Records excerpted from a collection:
※ ※ ※

PR #962, opened 2026-07-16
Rynk Protocol

HaoboGu:
successor of #848, cleaned the commit history


colonelpanic8:
I tested the Rynk USB path from this PR at `aa3398ea` on a Glove80 (nRF52840, split keyboard).

CDC OUT worked: the firmware received and decoded requests. CDC IN did not complete on the host, even though the firmware's write future returned successfully. I tried asserting DTR, starting the host read before sending, direct libusb access, 64-byte packets, and changing interface/endpoint order and numbers; none changed the result.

※ ※ ※

Aim of the exercise - A single integer is the expected output: the number of lines in the data that include the word "Rynk".

Task output - 2